Knowledge Management connects to Notion via Starch's scheduled sync, pulling existing process docs and databases into the wiki so your current scattered notes become the foundation rather than a rebuild from scratch. Email Agent connects to Gmail via Starch's scheduled sync, reading and labeling incoming messages in real time. Task Manager and Scheduling connect to Google Calendar via Starch's scheduled sync so task due dates and new check-in bookings appear together in your calendar view. Your EHR's patient-facing scheduling portal can be automated through your browser — no API needed — for tasks like adding the new hire to system access request forms.

Prompts to copy
Build me a clinic onboarding wiki with sections for front desk procedures, insurance verification steps, our no-show rebook script, EHR login and navigation basics, and a 30-60-90 day checklist for new billing staff
Set up an inbox triage rule that flags emails with subject lines containing 'new hire', 'credentialing', 'benefits enrollment', or 'I9' as P1 and drafts a holding reply if I haven't responded in 24 hours
Create a task list for onboarding our new front desk hire starting Monday — include submitting the I9 by day 3, scheduling their EHR training session, adding them to the practice's Google Calendar by day 1, and a 30-day check-in reminder
Set up a 30-minute onboarding check-in meeting type on my booking page so the new hire can schedule our week-one review without texting me to find a time
Run these in Starch → or paste them into your favorite agent
Walkthrough

Step-by-step

1 Connect Gmail and Google Calendar to Starch via scheduled sync — these are the two systems your onboarding actually runs through, even if you wish it ran through something more formal.

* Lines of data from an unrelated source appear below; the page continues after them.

PR #225, opened 2026-09-17
test(server): cover isStaleActionError and orFallback (#223)

### LINKED ISSUE #223: internal/server: isStaleActionError and orFallback have no test coverage
`isStaleActionError()` in `internal/server/notification_actions.go:293` measures **0.0%**; `orFallback()` at `:309` sits at **66.7%** (only one of its two branches is ever reached).

`isStaleActionError` is what turns a lost race into a `409` instead of a `500`. Two users answering the same question, or a schedule deciding an access request while someone taps the notification, both land here. The comment above it explains why the mapping lives in this handler and not in `writeJSON` — so the classification is load-bearing and currently unasserted.

Worth pinning:

- each of the three sentinels is recognised on its own: `errStaleAction` (`:284`), `store.ErrAlreadyDecided` (`internal/store/access_requests.go:144`), `store.ErrNotFound` (`internal/store/agents.go:13`)
- **a wrapped error is still recognised.** This is the real point of the function: it uses `errors.Is`, not `==`, so `fmt.Errorf("decide access request: %w", store.ErrAlreadyDecided)` must return true. A refactor to `==` would pass a test that only checks the bare sentinels, and every wrapped stale error would start returning 500. Wrap at least two of the three, and nest one two levels deep.
- an unrelated error returns false — `errors.New("boom")`, and also a wrapped unrelated error
- `nil` returns false rather than panicking

For `orFallback`:

- a non-empty value is returned unchanged, even when a fallback is supplied
- `""` returns the fallback — this is the unreached branch
- the check is `value == ""`, **not** a whitespace test: `orFallback(" ", "x")` returns `" "`, not `"x"`. Pin it so nobody "improves" it into a `TrimSpace` and changes what labels render.
- both empty returns `""`

### Notes

Both are unexported, so the test belongs in package `server`. Both are pure — no `httptest`, no daemon, no store.

`go test ./internal/server/` is fast.

Check your own test before opening the PR: change `errors.Is` to `==` in `isStaleActionError` and confirm it fails. If it stays green, the wrapped cases are not doing their job — and those are the ones that occur in production.

teddyvj:
Closes #223.

## What

Adds unit tests for unexported helpers `isStaleActionError` and `orFallback` in `internal/server/notification_actions_test.go`.

### `TestIsStaleActionError`
- Bare sentinels: `errStaleAction`, `store.ErrAlreadyDecided`, and `store.ErrNotFound` return `true`.
- Wrapped errors: `fmt.Errorf("decide access request: %w", store.ErrAlreadyDecided)` and `fmt.Errorf("respond to action item: %w", errStaleAction)` return `true`.
- Nested wrapping: two levels deep `fmt.Errorf(...: %w, fmt.Errorf(...: %w, store.ErrNotFound))` returns `true`.
- Unrelated errors: bare `errors.New("boom")` and wrapped unrelated errors return `false`.
- Nil error safety: `nil` returns `false` without panicking.

### `TestOrFallback`
- Non-empty string returns value unchanged.
- Empty string `""` returns the fallback value.
- Whitespace string `" "` is not empty and returns `" "` (not the fallback).
- Both empty strings return `""`.

## Fail-first verification

Temporarily replaced `errors.Is(err, ...)` with `err == ...` in `isStaleActionError`:
```text
--- FAIL: TestIsStaleActionError (0.00s)
    --- FAIL: TestIsStaleActionError/wrapped_store.ErrAlreadyDecided (0.00s)
    --- FAIL: TestIsStaleActionError/wrapped_errStaleAction (0.00s)
    --- FAIL: TestIsStaleActionError/nested_two_levels_deep_store.ErrNotFound (0.00s)
FAIL
```
Restored to `errors.Is`, all tests pass. No new dependencies.


mar-schmidt:
Verified: the tests survive mutation testing. I dropped each of the three `errors.Is` arms in turn, swapped `errors.Is` for `==` so wrapping stops working, made the function always return true, made `orFallback` never fall back, and made it treat whitespace as empty. All seven failed the test.

The nested two-levels-deep wrap and the `" "` case are the ones that matter — they pin unwrapping and pin that `orFallback` tests for empty, not blank.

2 Connect Notion to Starch via scheduled sync if you have any process docs there; if your clinic docs live in Google Drive, point Starch to the relevant folders from the integration catalog.
3 Open the Knowledge Management starter app and tell Starch: 'Build me a clinic onboarding wiki with sections for front desk procedures, insurance verification steps, our no-show rebook script, EHR navigation basics, and a 30-60-90 day checklist for new billing staff.' Starch pulls in whatever you've already written and structures the gaps.

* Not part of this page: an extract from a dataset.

PR #226, opened 2026-09-17
test(config): cover ValidateProfile and its helpers (#222)

### LINKED ISSUE #222: internal/config: ValidateProfile has no test coverage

4 Record the three or four verbal explanations you give every new hire — even a rough voice memo transcript works — and paste them into Starch. Tell it: 'Add these to the front desk procedures section and flag anywhere the instructions are incomplete.' This surfaces the gaps before day one.
5 Open the Email Triage starter app and set up a triage rule for onboarding-related emails: credentialing confirmations, benefits enrollment notices, I9 and direct deposit follow-ups. Tell Starch to draft a 24-hour holding reply for anything flagged P1 that you haven't touched.
6 Open the Task Manager app and create the hire's onboarding task list — I9 deadline, EHR access request, schedule orientation blocks, add to group calendar, 30-day check-in. Assign due dates anchored to their start date.
7 Open the Scheduling starter app and create a 30-minute 'Week One Check-In' meeting type synced to your Google Calendar. Send the new hire the booking link so they can schedule the check-in without texting you.
8 Use browser automation to handle any EHR system access request forms — tell Starch: 'Go to our Jane App admin portal and submit a new user access request for [name], role front desk, access level standard.' Starch automates the browser steps without needing a Jane API.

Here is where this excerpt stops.